By Peter Steidlmayer, Ted Hearne
1994

Abstract / Introduction:

In the past several decades, a fundamental change has taken place in the commodities markets. The industry has expanded the application of the futures concept to more products and derivatives such as options and indexes, and consequently, the influx of capital into the marketplace has increased substantially. This continuing and sustained growth in the huge pools of available capital has produced profound changes in global markets — specifically, we see great change in the way capital enters the market.

Not only has this influx of capital produced a change in an economic sense, but it has also produced change in a structural sense. Initially, these dollars flowed into the marketplace as a part of its structure, focusing activity in a specific location, which has a historic and familiar time frame. The market’s day-by-day structure represented the activity of a specific group of people trading at a specific location. And historically the pool of capital centered at this location was the dominant factor in the market. Furthermore, the type of trading carried on in this central marketplace was one of price containment – a structure that led to price discovery.

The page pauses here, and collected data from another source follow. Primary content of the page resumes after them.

PR #890, opened 2022-09-08
feat(Controls): introduce `StatusPasswordInput`

saledjenic:
`StatusPasswordInput` is a wrapper around  `TextField` with an option to display signing phrase.

### DIFF
--- a/src/StatusQ/Controls/StatusPasswordInput.qml
+++ b/src/StatusQ/Controls/StatusPasswordInput.qml
@@ -1,0 +1,108 @@
+import QtQuick 2.14
+import QtQuick.Layouts 1.12
+import QtQuick.Controls 2.14
+
+import StatusQ.Core 0.1
+import StatusQ.Core.Theme 0.1
+import StatusQ.Controls 0.1
+
+/*!
+   \qmltype StatusPasswordInput
+   \inherits Item
+   \inqmlmodule StatusQ.Controls
+   \since StatusQ.Controls 0.1
+   \brief The StatusPasswordInput control provides a generic user password input with an option to display signing phrase
+
+   Example of how to use it:
+
+   \qml
+        StatusPasswordInput {
+            signingPhrase: "orange hello cygnet"
+            placeholderText: qsTr("Password")
+        }
+   \endqml
+
+   For a list of available components see StatusQ.
+*/
+
+TextField {
+    id: root
+
+    /*!
+        \qmlproperty string StatusPasswordInput::signingPhrase
+        This property sets the signingPhrase of TextField field and signing seed phrase.
+    */
+    property string signingPhrase: ""
+
+    QtObject {
+        id: d
+
+        readonly property int inputTextPadding: 16
+        readonly property int pixelSize: 15
+        readonly property int radius: 8
+        readonly property int signingPhrasePadding: 8
+        readonly property int signingPhraseWordPadding: 8
+        readonly property int signingPhraseWordsSpacing: 8
+        readonly property int signingPhraseWordsHeight: 30
+
+    }
+
+    leftPadding: d.inputTextPadding
+    rightPadding: root.signingPhrase !== ""?
+                      phrase.width + phrase.anchors.leftMargin + phrase.anchors.rightMargin :
+                      d.inputTextPadding
+    verticalAlignment: Text.AlignVCenter
+    implicitWidth: 480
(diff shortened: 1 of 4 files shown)


src/StatusQ/Controls/StatusPasswordInput.qml
```diff
@@ -0,0 +1,145 @@
...
+        readonly property int signingPhraseWordPadding: 8
+        readonly property int signingPhraseWordsSpacing: 8
+        readonly property int signingPhraseWordsHeight: 30
+
+    }
+
+    implicitWidth: 480
+    implicitHeight: 44
+
+    TextField {
```
caybro, line 88: Please make the TextField the toplevel component, and just put the signing phrase repeater inside it

caybro: You won't need to introduce all those toplevel properties

caybro (changes requested):

saledjenic:
@caybro good point, I missed that cause firstly I did it bit differently and then change to this way. Anyhow... thanks, updated.

osmaczko (changes requested):

src/StatusQ/Controls/StatusPasswordInput.qml
```diff
@@ -0,0 +1,108 @@
...
+                height: d.signingPhraseWordsHeight
+                color: Theme.palette.indirectColor1
+                radius: d.radius
+
+                StatusBaseText {
+                    id: signingPhraseWord
+                    anchors.centerIn: parent
+                    color: Theme.palette.primaryColor1
+                    font.pixelSize: d.pixelSize
+                    font.family: Theme.palette.baseFont.name
```
caybro, line 102: No need to set the font.family

src/StatusQ/Controls/StatusPasswordInput.qml
```diff
@@ -0,0 +1,108 @@
...
+                width: signingPhraseWord.implicitWidth + 2 * d.signingPhraseWordPadding
+                height: d.signingPhraseWordsHeight
+                color: Theme.palette.indirectColor1
+                radius: d.radius
+
+                StatusBaseText {
+                    id: signingPhraseWord
+                    anchors.centerIn: parent
+                    color: Theme.palette.primaryColor1
+                    font.pixelSize: d.pixelSize
```
caybro, line 101: I'd have the `font.pixelSize` just follow `root.font.pixelSize`

caybro (approved):
Minor stuff but otherwise good to go imo

src/StatusQ/Controls/StatusPasswordInput.qml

Today, the global capital markets operate around the clock without reference to time and place. At any time of the day or night the marketplace can be inundated with a large influx of outside dollars willing to commit fully to any given situation. These huge shifts in capital have been occurring with increasing frequency over the last decade and a half; it is clear that the future holds a continuation of this development. The result of this change is that prices are increasingly less contained and that local liquidity has lost much of its short-term significance.